(Saved data entries)
PR #732, opened 2023-02-07
Make account field optional in SEP24 withdraw and deposit

lijamie98:
<details>

### PR Structure

  otherwise).
  packages.

### Thoroughness

</details>

### What

Make account field optional in SEP24 withdraw and deposit

### Why

To reflect the SEP-24 change.

### Known limitations

N/A

### DIFF
--- a/core/src/main/java/org/stellar/anchor/sep24/Sep24Service.java
+++ b/core/src/main/java/org/stellar/anchor/sep24/Sep24Service.java
@@ -99,10 +99,6 @@ public class Sep24Service {
 
     if (isEmpty(sourceAccount)) {
       sourceAccount = token.getAccount();
-      if (isEmpty(sourceAccount)) {
-        info("missing 'account' field");
-        throw new SepValidationException("'account' is required");
-      }
     }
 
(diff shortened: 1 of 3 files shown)


core/src/main/java/org/stellar/anchor/sep24/Sep24Service.java
```diff
@@ -99,9 +97,12 @@ public InteractiveTransactionResponse withdraw(
       throw new SepValidationException("missing 'asset_code'");
     }
 
-    if (sourceAccount == null) {
-      info("missing 'account' field");
-      throw new SepValidationException("'account' is required");
+    if (isEmpty(sourceAccount)) {
+      sourceAccount = token.getAccount();
+      if (isEmpty(sourceAccount)) {
```
JakeUrban, line 102: I don't think we need this check, since SEP-10 is required and SEP-10 tokens always have an account? Same goes for the deposit endpoint.

lijamie98: Removed both unnecessary changes.

JakeUrban (approved):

- [Problem statement]: Return each entry exactly. Leave none out.

- [Response to this task]:
PR #732, opened 2023-02-07
Make account field optional in SEP24 withdraw and deposit

lijamie98:
<details>

### PR Structure

  otherwise).
  packages.

### Thoroughness

</details>

### What

Make account field optional in SEP24 withdraw and deposit

### Why

To reflect the SEP-24 change.

### Known limitations

N/A

### DIFF
--- a/core/src/main/java/org/stellar/anchor/sep24/Sep24Service.java
+++ b/core/src/main/java/org/stellar/anchor/sep24/Sep24Service.java
@@ -99,10 +99,6 @@ public class Sep24Service {
 
     if (isEmpty(sourceAccount)) {
       sourceAccount = token.getAccount();
-      if (isEmpty(sourceAccount)) {
-        info("missing 'account' field");
-        throw new SepValidationException("'account' is required");
-      }
     }
 
(diff shortened: 1 of 3 files shown)


core/src/main/java/org/stellar/anchor/sep24/Sep24Service.java
```diff
@@ -99,9 +97,12 @@ public InteractiveTransactionResponse withdraw(
       throw new SepValidationException("missing 'asset_code'");
     }
 
-    if (sourceAccount == null) {
-      info("missing 'account' field");
-      throw new SepValidationException("'account' is required");
+    if (isEmpty(sourceAccount)) {
+      sourceAccount = token.getAccount();
+      if (isEmpty(sourceAccount)) {
```
JakeUrban, line 102: I don't think we need this check, since SEP-10 is required and SEP-10 tokens always have an account? Same goes for the deposit endpoint.

lijamie98: Removed both unnecessary changes.

JakeUrban (approved):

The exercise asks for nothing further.